The present study advances our understanding of the neural mechanisms underlying attention in several ways. It provides the first evidence for an attention-dependent modulation of burstiness. The observed reduction in burstiness with attention contradicts the widely held view that bursts are a privileged communication channel. If bursts did convey information with greater fidelity than isolated spikes, we would expect bursts to increase when stimuli are task relevant, and attention is directed toward them. The reduction in burst firing is instead consistent with the view that bursts are a source of response variability that is reduced so as to improve neuronal signaling of attended stimuli. Burst firing has also been implicated in other aspects of cortical computation, including plasticity^8-9, synaptic integration^1,9, and communication to select subpopulations⁷. Thus the attention-dependent changes in burst firing observed in the current study are likely to have important consequences for these aspects of cortical computation.

One previous study examined attentional modulation of burst firing and did not find evidence for a change³⁴. This study measured the raw rate of spikes with short ISIs. This would be expected to increase with attention-dependent increases in firing rate potentially masking a reduction in burst firing. Indeed, when we applied this metric, we failed to detect a reduction. They also examined the relationship between raw burst rate and firing rate across neurons. This comparison is less sensitive than the within-cell comparison used here. We failed to detect the observed reduction in burst firing when we apply this second metric. Thus, while the conclusions of the two studies differ, the difference likely stems from differences in the sensitivity of the analyses adopted.

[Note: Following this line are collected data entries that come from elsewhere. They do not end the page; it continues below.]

PR #27, opened 2020-08-17
2. Choropleth Plot Functions

### LINKED ISSUE #13: Find or produce county and state data files for the Python package
The R package has some convenience data included to look up counties, MSAs, etc., and includes polygons to map some of them. Even if the Python package doesn't include mapping features, we should find a good source of similar data. 

If there's an existing Python package that includes the data and polygons we want, we could just include a couple examples showing how to use it. If there isn't, we can adapt `R-packages/data-raw/make.R` to produce the data files in a format the Python package can use easily.

### LINKED ISSUE #18: Provide examples or integration to produce state and county maps in Python package
The R package provides mapping; the Python package does not. Admittedly it's not common for Python packages to provide their own plotting in the way it is for R packages to.

We should look at [Cartopy](https://scitools.org.uk/cartopy/docs/latest/) and other relevant Python packages and see what it'd take to make mapping easy in the Python package. That need not mean implementing maps ourselves -- we could, for example, discover that by rearranging our data in a certain way, it's easy to provide to Cartopy. Then we can just provide the right adapter and give some examples of usage in the documentation.

This probably depends on #13.

chinandrew:
Closes #13 and closes #18 
Plotting function now implemented in code (previously was just me messing around a Jupyter Notebook).

Current functionality - running something like this yields the plot:
```
from covidcast import covidcast, plotting
from datetime import date
from matplotlib import pyplot as plt

covid = covidcast.signal('fb-survey','smoothed_cli', start_day = date(2020,8,3), end_day = date(2020,8,4), geo_type = "county")  
plotting.plot_choropleth(covid) 
plt.show()
```
Screenshot from 2020-08-16 23-44-27

and you can pass keyword arguments to adjust details if needed, e.g. color scale
```
plotting.plot_choropleth(covid, cmap="viridis") 
plt.show()
```

Screenshot from 2020-08-16 23-45-43

Todos:
- Error/Exception handling
- Tests - It might be tricky testing the final plotting function, unsure what the best approach is. maybe building the expected DFs and/or jpgs? open to ideas here.
- Update documentation


Python-packages/covidcast-py/covidcast/plotting.py
```diff
@@ -1,18 +1,55 @@
...
 import os
+from datetime import date
+from typing import Tuple
 
 import geopandas as gpd
+import numpy as np
 import pandas as pd
-
 from covidcast import covidcast
+from matplotlib import pyplot as plt
```
capnrefsmmat, line 11: probably needs to go in setup.py/requirements.txt

Python-packages/covidcast-py/covidcast/plotting.py
```diff
@@ -1,18 +1,55 @@
...
+    kwargs["vmax"] = kwargs.get("vmax", meta["mean_value"] + 3 * meta["stdev_value"])
+    kwargs["cmap"] = kwargs.get("cmap", "YlOrRd")
+
+    sm = plt.cm.ScalarMappable(cmap=kwargs["cmap"])
+    plt.colorbar(sm, boundaries=np.linspace(kwargs["vmin"], kwargs["vmax"], 8),
+                 orientation="horizontal", fraction=0.02, pad=0.05)
+    plt.title(f"{data_source}: {signal}, {day_to_plot.strftime('%Y-%m-%d')}")
+    for shape in _project_and_transform(data_w_geo):
+        shape.plot("value", ax=ax, **kwargs)
+    return data_w_geo
```
capnrefsmmat, line 50: It's been a long time since I used matplotlib. But should we return a matplotlib object here, such as the figure object, so the user can further customize the plot by calling various matplotlib functions?

Python-packages/covidcast-py/covidcast/plotting.py
```diff
@@ -1,18 +1,55 @@
...
 
+def plot_choropleth(data: pd.DataFrame,
+                    time_value: date = None,
+                    **kwargs) -> gpd.GeoDataFrame:
+    """Given the output df of covidcast.signal(), plot the choropleth.
+
+    Plot is in a style similar to the website https://covidcast.cmu.edu.
+
+    :param data: DataFrame of values and geographies
+    :param time_value: date of interest for the geography
```
capnrefsmmat, line 27:
```suggestion
    :param time_value: If multiple days of data are present in ``data``, map only values from this day. Defaults to plotting the most recent day of data in ``data``.
```

Python-packages/covidcast-py/covidcast/plotting.py
chinandrew: added

Python-packages/covidcast-py/covidcast/plotting.py
chinandrew: I'm not very familiar with mpl practices but that sounds right. Will change to return the figure.

chinandrew:
> Just some suggestions for the draft.
> 
> As for testing... the most rudimentary testing option would be a script that produces multiple maps in one document, and we eyeball it to ensure they rendered. A more sophisticated option would be saving the "reference" images and comparing against them, but this means that if e.g. matplotlib anti-aliases text slightly differently, the tests will fail. Web browsers have spent a lot of engineering time making robust versions of tests like this.

So this has been a bit of a pain. [MPL](https://matplotlib.org/devel/testing.html#writing-an-image-comparison-test) has a built in image comparison thing that I can't get to work and keeps writing corrupt files, so ended up implementing it myself in this draft. [I've also read](https://stackoverflow.com/a/27950953) that it's not recommended to do image comparison for reasons similar to what you describe, and so an alternative is to use the associated numpy array with something like `np.frombuffer(fig.canvas.tostring_rgb(), dtype=np.uint8) `, and save it as a reference file instead of an image, which I've also implemented. Not pushed yet since I didn't want two identical tests being confusing, but basically looks like this: 
```
    fig = plotting.plot_choropleth(test_df)
    data = np.frombuffer(fig.canvas.tostring_rgb(), dtype=np.uint8)
    loaded = np.load("test.npz")
    np.array_equal(data, loaded["a"])  # I had just called the test reference data 'a'
```
I think it's less readable but potentially a more robust method, and you also only read data and avoid writing new images to disk  + having to clean them up.

Another thing is I get a `DeprecationWarning: Gdk.Cursor.new is deprecated` warning when importing pyplot from matplotlib, which I think is some rendering issue. Not sure if it's specific to me, will have to see dig a bit deeper.

capnrefsmmat:
> Another thing is I get a DeprecationWarning: Gdk.Cursor.new is deprecated warning when importing pyplot from matplotlib, which I think is some rendering issue. Not sure if it's specific to me, will have to see dig a bit deeper.

Sounds like you're using GNOME under Linux? GDK is a rendering backend there. Looks like Matplotlib wants you to use their Cairo backend instead.

I think you'll need to test file to specify a single Matplotlib backend instead of relying on the default -- for example, the default on my Mac is the Cocoa backend, which immediately throws an error because of the way I installed Python. Even if it worked, the PNG may not match. You'd need

```python
import matplotlib
matplotlib.use("Cairo")
```

(or AGG) at the very top of the file, before importing `pyplot`.

capnrefsmmat:
Looks like Cairo is not installed by default on macOS, but AGG is, so maybe AGG is the right backend choice.

Switching to AGG locally, I get this:

```
tests/covidcast/test_plotting.py F
>>>>>>>>>>>>>>>>>>>>>>>>>>>>>>>>>>>>>>>>>>>>>>>>>>>> traceback >>>>>>>>>>>>>>>>>>>>>>>>>>>>>>>>>>>>>>>>>>>>>>>>>>>>

    def test_plot_choropleth():
        test_df = pd.read_csv(os.path.join(CURRENT_PATH, "../reference_data/test_signal.csv"),
                              dtype=str)
        test_df["time_value"] = test_df.time_value.astype("datetime64[D]")
        test_df["value"] = test_df.value.astype("float")
>       plotting.plot_choropleth(test_df)

tests/covidcast/test_plotting.py:29: 
_ _ _ _ _ _ _ _ _ _ _ _ _ _ _ _ _ _ _ _ _ _ _ _ _ _ _ _ _ _ _ _ _ _ _ _ _ _ _ _ _ _ _ _ _ _ _ _ _ _ _ _ _ _ _ _ _ _
covidcast/plotting.py:47: in plot_choropleth
    orientation="horizontal", fraction=0.02, pad=0.05)
../../../../../miniconda3/lib/python3.6/site-packages/matplotlib/pyplot.py:2100: in colorbar
    ret = gcf().colorbar(mappable, cax = cax, ax=ax, **kw)
../../../../../miniconda3/lib/python3.6/site-packages/matplotlib/figure.py:2129: in colorbar
    cb = cbar.colorbar_factory(cax, mappable, **cb_kw)
../../../../../miniconda3/lib/python3.6/site-packages/matplotlib/colorbar.py:1566: in colorbar_factory
    cb = Colorbar(cax, mappable, **kwargs)
../../../../../miniconda3/lib/python3.6/site-packages/matplotlib/colorbar.py:1072: in __init__
    mappable.autoscale_None()
_ _ _ _ _ _ _ _ _ _ _ _ _ _ _ _ _ _ _ _ _ _ _ _ _ _ _ _ _ _ _ _ _ _ _ _ _ _ _ _ _ _ _ _ _ _ _ _ _ _ _ _ _ _ _ _ _ _

self = <matplotlib.cm.ScalarMappable object at 0x7feeb40e0860>

    def autoscale_None(self):
        """
        Autoscale the scalar limits on the norm instance using the
        current array, changing only limits that are None
        """
        if self._A is None:
>           raise TypeError('You must first set_array for mappable')
E           TypeError: You must first set_array for mappable

../../../../../miniconda3/lib/python3.6/site-packages/matplotlib/cm.py:374: TypeError
```

I think something is wrong with your your `colorbar` is being instantiated with a `ScalarMappable`, but I don't really understand the details without digging in further.

chinandrew:
agg is also what I needed to use in order to pull the matrix numpy matrix, and if that's what you have on mac let's go with that.  For some reason it also brings up a deprecation warning (fewer than before) which is raised by `matplotlib/backends/backend_gtk3.py`.... Cairo does too, so I'm in general just confused. It also seems to not matter if the import is before or after importing pyplot, and in the tests I can import agg later and it runs fine. Not going to worry too much about this though. I've also changed the test to the np array comparison so I don't have to deal with saving out a file and cleaning it to do the image compare.


On your specific error, I can't seem to replicate it running agg on 3.3.0, and even after downgrading to 3.0.3 it still doesn't cause problems. I assume you can't run the choropleth function at all? Seems like the colorbar is [expecting](https://matplotlib.org/api/_as_gen/matplotlib.pyplot.colorbar.html) a ScalarMappable (the supposed optional case errors for me). I've made one small edit to the code to call the colorbar on the fig vs plt which I'm not convinced will do anything, but let me know. If that doesnt work, can you try adding `sm.set_array([])` right below `sm = plt.cm.ScalarMappable(cmap=kwargs["cmap"])`?

On documentation for the site, do you want to add this as a new page or append/rearrange the [examples](https://cmu-delphi.github.io/covidcast/covidcast-py/html/examples.html)  page?

chinandrew:
Also i had accidentally skipped checks in one of my previous commits while it was a draft. I've run them locally and they passed, and if i end up with another commit I'll re-enable them.

chinandrew:
On color scales, I added `legend=True` to each region and plotted them on the same figure, and the auto-generated legends were all the same scale. If i altered vmax, they'd change  (see below)  

same vmin/max
Screenshot from 2020-08-23 16-19-34


altered vmax
Screenshot from 2020-08-23 15-32-27

Also adjusted the colorbar to be continuous so its accurate and to match the R plot

Screenshot from 2020-08-23 16-16-23

capnrefsmmat:
I set `sm._A = []` in the test and it fails with

```
    def test_plot_choropleth():
        matplotlib.use("agg")
        # load expected choropleth as an array
        expected = np.load(os.path.join(CURRENT_PATH, "../reference_data/expected_plot_array.npz"))
        test_df = pd.read_csv(os.path.join(CURRENT_PATH, "../reference_data/test_signal.csv"),
                              dtype=str)
        test_df["time_value"] = test_df.time_value.astype("datetime64[D]")
        test_df["value"] = test_df.value.astype("float")
    
        fig1 = plotting.plot_choropleth(test_df)
        # get np array representation of plot
        data1 = np.frombuffer(fig1.canvas.tostring_rgb(), dtype=np.uint8)
>       assert np.array_equal(data1, expected["expected_1"])
E       assert False
E        +  where False = <function array_equal at 0x7fe7ec3f82f0>(array([255, 255, 255, ..., 255, 255, 255], dtype=uint8), array([255, 255, 255, ..., 255, 255, 255], dtype=uint8))
E        +    where <function array_equal at 0x7fe7ec3f82f0> = np.array_equal

tests/covidcast/test_plotting.py:30: AssertionError
```

However, if I hack `plot_choropleth` to save the png, I get this:

test

Looks fine. I wonder if we're running into very slight rendering differences across platforms, and if there's any way to get around them or just mark the test as flaky.

Modulo this issue, I think the code looks good. If we have to fall back to "build the docs to see if the maps look right" as a testing strategy, I guess that's what we have to do, unless there's an obvious easy way to fix this issue...

chinandrew:
Huh that's weird. Will look into it later tonight but the first thing I noticed was that your colorbar seems to differ from mine by 0.001 in a few cases.....

chinandrew:
Ok well now the tests are failing locally for me to. Testing plots is the worst. 

- Looking at the 3,686,400 total values (12.8 x 9.6 x 100dpi x 3 channels for RGB), ~9000 mismatch, and they're all off by at most 2. I'd feel better if they were all off by 1 and just chalk them up to floating point error, two seems acceptable. 
- The plots still look the same. I saved the plots and diffed the images with the following output. The text and colorbar don't get used in the comparison, so the diff looks mainly in the borders, with maybe some areas off by a tiny bit. Hard to tell.

Screenshot from 2020-08-24 23-35-17

And if I diff against your png:

Screenshot from 2020-08-24 23-40-46

I'm not sure we'll be able to get consistent across different platforms, but hopefully it shouldn't matter too much. For now, I've changed the assertion to use `np.allclose()` and set the threshold to be <=2 for any given RGB value. Let me know if this makes tests pass for you. If not, we can either adjust the threshold a little bit if it's reasonable, try a few more plotting things to try to get consistency (simpler values? adjust border edges?), or just do the manual inspection each time on build.

capnrefsmmat:
I guess that's just antialiasing, maybe, that differs between platforms? I'll try this out today.

capnrefsmmat:
Unfortunately the test still fails, and:

```
(Pdb) p np.sort(data1 - expected["expected_1"])[-500:]
array([245, 245, 245, 245, 245, 245, 245, 245, 245, 245, 245, 245, 245,
       245, 245, 245, 245, 245, 245, 245, 245, 245, 245, 245, 245, 245,
       245, 245, 245, 245, 245, 245, 245, 245, 245, 245, 245, 245, 245,
       245, 245, 245, 245, 245, 245, 245, 245, 245, 245, 245, 245, 245,
       245, 245, 245, 245, 245, 245, 245, 245, 245, 245, 245, 245, 245,
       245, 245, 245, 245, 245, 245, 245, 245, 245, 245, 245, 245, 245,
       245, 245, 245, 245, 245, 246, 246, 246, 246, 246, 246, 246, 246,
       246, 246, 246, 246, 246, 246, 246, 246, 246, 246, 246, 246, 246,
       246, 246, 246, 246, 246, 246, 246, 246, 246, 246, 246, 246, 246,
       246, 246, 246, 246, 246, 247, 247, 247, 247, 247, 247, 247, 247,
       247, 247, 247, 247, 247, 247, 247, 247, 247, 247, 247, 247, 247,
       247, 247, 247, 247, 247, 247, 247, 247, 247, 247, 247, 247, 247,
       247, 247, 248, 248, 248, 248, 248, 248, 248, 248, 248, 248, 248,
       248, 248, 248, 248, 248, 248, 248, 248, 248, 248, 248, 248, 248,
       249, 249, 249, 249, 249, 249, 249, 249, 249, 249, 249, 249, 249,
       249, 249, 249, 249, 249, 249, 249, 249, 250, 250, 250, 250, 250,
       250, 250, 250, 250, 250, 250, 250, 250, 250, 250, 250, 250, 250,
       250, 250, 250, 250, 250, 250, 250, 250, 250, 250, 250, 250, 250,
       250, 250, 251, 251, 251, 251, 251, 251, 251, 251, 251, 251, 251,
       251, 251, 251, 251, 251, 251, 251, 251, 251, 251, 251, 251, 251,
       251, 251, 251, 251, 251, 251, 251, 251, 251, 251, 251, 251, 251,
       251, 251, 251, 251, 251, 252, 252, 252, 252, 252, 252, 252, 252,
       252, 252, 252, 252, 252, 252, 252, 252, 252, 252, 252, 252, 252,
       252, 252, 252, 253, 253, 253, 253, 253, 253, 253, 253, 253, 253,
       253, 253, 253, 253, 253, 253, 253, 253, 253, 253, 253, 253, 253,
       253, 253, 253, 253, 253, 253, 253, 253, 253, 253, 253, 253, 253,
       253, 253, 253, 253, 253, 253, 253, 253, 253, 253, 253, 253, 253,
       253, 253, 253, 253, 253, 253, 253, 253, 253, 253, 253, 253, 253,
       253, 253, 253, 253, 254, 254, 254, 254, 254, 254, 254, 254, 254,
       254, 254, 254, 254, 254, 254, 254, 254, 254, 254, 254, 254, 254,
       254, 254, 254, 254, 254, 254, 254, 254, 254, 254, 254, 254, 254,
       254, 254, 254, 254, 254, 254, 254, 254, 254, 254, 255, 255, 255,
       255, 255, 255, 255, 255, 255, 255, 255, 255, 255, 255, 255, 255,
       255, 255, 255, 255, 255, 255, 255, 255, 255, 255, 255, 255, 255,
       255, 255, 255, 255, 255, 255, 255, 255, 255, 255, 255, 255, 255,
       255, 255, 255, 255, 255, 255, 255, 255, 255, 255, 255, 255, 255,
       255, 255, 255, 255, 255, 255, 255, 255, 255, 255, 255, 255, 255,
       255, 255, 255, 255, 255, 255, 255, 255, 255, 255, 255, 255, 255,
       255, 255, 255, 255, 255, 255], dtype=uint8)
```

Evidently the rendering on my platform is sufficiently different that many pixels are as different as they can be.

I'm going to guess, from the diff you showed, that this is the title text and we're seeing some kind of font rendering difference between platforms. That's going to be hard to prevent.

capnrefsmmat:
(Also do you just want to add `sm._A = []` to the code permanently? I've had to add it each time to get the tests to run)

capnrefsmmat:
Oh, one other bug to fix that became apparent when looking at the docs: `_join_county_geo_df` uses megacounty values to fill in counties that were not observed. It should also fill in the issue date, time value, lag, source, etc. You can see in your plotting examples where these are not being filled in for megacounties:

```
>>> covidcast.get_geo_df(data)
     geo_value time_value direction      issue  lag     value    stderr  sample_size geo_type data_source        signal                                           geometry state_fips
0        24510 2020-08-04      None 2020-08-06  2.0  0.375601  0.193356     587.6289   county   fb-survey  smoothed_cli  POLYGON ((-76.71131 39.37193, -76.62619 39.372...         24
1        31169        NaT      None        NaT  NaN  0.928208       NaN          NaN      NaN         NaN           NaN  POLYGON ((-97.82082 40.35054, -97.36869 40.350...         31
```

chinandrew:
> (Also do you just want to add `sm._A = []` to the code permanently? I've had to add it each time to get the tests to run)

Oops couldve sworn I did that but guess not, will add now.

chinandrew:
> Unfortunately the test still fails, and:
> 
> Evidently the rendering on my platform is sufficiently different that many pixels are as different as they can be.
> 
> I'm going to guess, from the diff you showed, that this is the title text and we're seeing some kind of font rendering difference between platforms. That's going to be hard to prevent.

I'm pretty sure the text isn't used in the comparison, since I tried removing them and then the tests still pass:

passes
```
    fig1 = plotting.plot_choropleth(test_df)
    data1 = np.frombuffer(fig1.canvas.tostring_rgb(), dtype=np.uint8) 
    assert np.allclose(data1, expected["expected_1"], atol=2, rtol=0)
```

also passes
```
    fig1 = plotting.plot_choropleth(test_df)
    data1 = np.frombuffer(fig1.canvas.tostring_rgb(), dtype=np.uint8) 
    fig1.axes[-1].remove()
    fig1.gca().set_title("")
    assert np.allclose(data1, expected["expected_1"], atol=2, rtol=0)
```
For your diff, these are uint8s, so 0-1 = 255. Still, differences of 10 are a bit annoying, even if it is just AA. We can up that threshold, though it's hard to tell at what point it's not longer a useful threshold.... or maybe at this point we just verify on build. I'm decently comfortable without automated tests for MPL and relying on them not to drastically alter their interface. Could be extra careful and separate as much of our logic out vs the MPL functions so it isolates them from any bugs on our end.

(255,255,10)

(245,245,20)

chinandrew:
> Oh, one other bug to fix that became apparent when looking at the docs: `_join_county_geo_df` uses megacounty values to fill in counties that were not observed. It should also fill in the issue date, time value, lag, source, etc. You can see in your plotting examples where these are not being filled in for megacounties:
> 
> ```
> >>> covidcast.get_geo_df(data)
>      geo_value time_value direction      issue  lag     value    stderr  sample_size geo_type data_source        signal                                           geometry state_fips
> 0        24510 2020-08-04      None 2020-08-06  2.0  0.375601  0.193356     587.6289   county   fb-survey  smoothed_cli  POLYGON ((-76.71131 39.37193, -76.62619 39.372...         24
> 1        31169        NaT      None        NaT  NaN  0.928208       NaN          NaN      NaN         NaN           NaN  POLYGON ((-97.82082 40.35054, -97.36869 40.350...         31
> ```

Thanks for catching, will fix.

To account for this attention-dependent reduction in burstiness, we developed the Scaled Conductance Model of Attention (SCA). This model was inspired by a previous model where burst firing depends, in part, on the interaction between voltage-gated muscarinic potassium conductances and fast persistent sodium channels²². Our model posited that attention-dependent increases in depolarization activate these muscarinic channels, reducing burst firing. This proposal is consistent with the finding that cortical pyramidal neurons become less bursty when they are depolarized^20,21. Burstiness has also been found to be reduced with elevated levels of arousal²¹. The present findings thus support the hypothesis that mechanisms of selective attention are shared, in part, with those mediating changes in arousal³⁵. We hypothesize that attention and arousal share in common an increase in depolarization that, in the case of selective attention, is mediated by spatially selective feedback signals, such as those generated by the oculomotor system³⁶.

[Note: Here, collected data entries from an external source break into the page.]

PR #30, opened 2020-08-21
3. Plotting documentation

chinandrew:
Summary of changes:
- Add documentation for the new plotting functionality.

This PR follows #34 and #27.

New rendered docs have not been committed yet. waiting until we're ready for deploy.


Python-packages/covidcast-py/docs/conf.py
```diff
@@ -10,10 +10,9 @@
 # add these directories to sys.path here. If the directory is relative to the
 # documentation root, use os.path.abspath to make it absolute, like shown here.
 #
-# import os
-# import sys
-# sys.path.insert(0, os.path.abspath('.'))
-
+import os
+import sys
+sys.path.insert(0, os.path.abspath('..'))
```
chinandrew, line 15: needed to do this to get everything to run, unsure if we want to leave commented out or not

chinandrew:
This is still waiting on the other PRs so not ready to merge, but content is good to start reviewing. 

Also I've gitignored the rendered files since the plots make them pretty large. If there's a reason we need them version controlled I can re-add.

capnrefsmmat:
We don't yet have automation to build the rendered docs and deploy them, so we rely on GitHub Pages and an Action that copies them over to the `gh-pages` branch. So we'll need the final versions committed at some point, unfortunately.

capnrefsmmat:
I've pushed a couple extra commits with some copyedits. For the second one, should `sphinx_autodoc_typehints` be added to requirements.txt? Not sure what belongs there vs. in setup.py.

chinandrew:
> We don't yet have automation to build the rendered docs and deploy them, so we rely on GitHub Pages and an Action that copies them over to the `gh-pages` branch. So we'll need the final versions committed at some point, unfortunately.

Got it, sounds good. I'll just wait until we're finalized then before starting to commit those files again.

chinandrew:
> I've pushed a couple extra commits with some copyedits. For the second one, should `sphinx_autodoc_typehints` be added to requirements.txt? Not sure what belongs there vs. in setup.py.

Our requirements.txt is what the CI installs before running tests, so it will include linting and testing packages. May be worth renaming to something like "testing_requirements". Could also consider another one like a "dev_requirements" that is all the testing requirements + the packaging and build requirements (sphinx, wheel) that lets people install everything they need in one go, though for simplicity's sake having one requirements at this scale seems fine.

setup.py is the dependencies for the package itself, so `pytest` wouldn't be needed there.

chinandrew:
This git history is a bit messed up due to rendered file messiness on my end. Going to squash into a new branch and open a separate PR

Alternative models of burst firing, such as ‘ping-pong’ models that incorporate back propagation of action potentials between somatic and dendritic compartments^37-39, could also potentially account for our findings. However, we observed significant attention-dependent reductions in burstiness that were undiminished following periods of silence. Thus, differences in spiking activity are not necessary to generate the observed reduction in burstiness. This argues against the necessity of the spike-dependent burst mechanism featured in these models to account for attention-dependent reductions in burstiness. Rather, we propose that attention-dependent reductions in burst firing result from periods of heightened subthreshold depolarization. Though technically difficult, this prediction could be tested directly using intracellular recording methods in monkeys during the performance of attention-demanding tasks⁴⁰.

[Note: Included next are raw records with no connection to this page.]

PR #54, opened 2020-08-29
Refactor Python tests to use reference files

### LINKED ISSUE #39: Figure out how to save GeoDFs for testing
Have looked into this a little bit w/ the GeoPandas [docs](https://geopandas.org/io.html). Can't save to shapefile since it's a datetime, so would have to cast that col to a string. When I save to geojson, 5 out of 3233 geometries don't line up for some reason. When I plot them, they look malformed. Need to look more into this.

chinandrew:
Closes #39. Figured if we're coming up on a release, would be better to do this sooner than later.

Summary of changes:
- Add reference files for geodataframes to compare in tests. Previously were just comparing a few values and verifying DF shape and whether some columns were populated. Turns out GeoPackages seem to work over GeoJSON, and files are also smaller.
- Moved geometry to last column instead of penultimate column, which seems to be convention for these files.
- Added one test that uses an actual signal returned from the api just for good measure.


capnrefsmmat:
Oddly enough, I get two test failures that look like this:

```
>       pd.testing.assert_frame_equal(expected3, output3)

tests/covidcast/test_plotting.py:45: 
_ _ _ _ _ _ _ _ _ _ _ _ _ _ _ _ _ _ _ _ _ _ _ _ _ _ _ _ _ _ _ _ _ _ _ _ _ _ _ _ _ _ _ _ _ _ _ _ _ _ _ _ _ _ _ _ _ _ _ _ _ _ _ _ _ _ _ _ _ _ _ _ _ _ _ _
pandas/_libs/testing.pyx:66: in pandas._libs.testing.assert_almost_equal
    ???
_ _ _ _ _ _ _ _ _ _ _ _ _ _ _ _ _ _ _ _ _ _ _ _ _ _ _ _ _ _ _ _ _ _ _ _ _ _ _ _ _ _ _ _ _ _ _ _ _ _ _ _ _ _ _ _ _ _ _ _ _ _ _ _ _ _ _ _ _ _ _ _ _ _ _ _

>   ???
E   AssertionError: DataFrame.iloc[:, 0] are different
E   
E   DataFrame.iloc[:, 0] values are different (26.78571 %)
E   [left]:  [me, nh, de, dc, gu, mp, as, sc, ne, wa, nm, pr, sd, tx, ca, ky, oh, al, ga, wi, ar, or, pa, ms, co, ut, ok, tn, wv, ny, in, ks, nv, il, vt, ct, mt, mn, md, hi, az, ri, mo, nc, va, wy, la, mi, ma, id, fl, ak, vi, nj, nd, ia]
E   [right]: [ca, me, nh, de, dc, gu, mp, as, sc, ne, wa, nm, pr, sd, tx, ky, oh, al, ga, wi, ar, or, pa, ms, co, ut, ok, tn, wv, ny, in, ks, nv, il, vt, ct, mt, mn, md, hi, az, ri, mo, nc, va, wy, la, mi, ma, id, fl, ak, vi, nj, nd, ia]

pandas/_libs/testing.pyx:180: AssertionError
```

Within the SCA model, attention increases excitation and inhibition in tandem. This is not strictly necessary: attention-dependent reduction in spike height and the reduction in burst firing can be observed in a model in which only excitatory conductances are increased. However, conjoint increases in inhibitory conductances (whose reversal potentials are more hyperpolarized than are excitatory conductances) did contribute strongly in the model to spike height reduction and helped keep the attention-dependent increase in spike rate within the experimentally observed range. The assumption that increases in excitation are accompanied by increases in inhibition is also consistent with experiments showing that changes in excitation are often found to be accompanied by corresponding changes in inhibition, as might be expected from the fact that excitatory neurons drive inhibitory neurons⁴¹. It is further supported by the finding that attention causes increases in the firing rates of both broad spiking (putative excitatory) and narrow spiking (putative inhibitory) neurons¹².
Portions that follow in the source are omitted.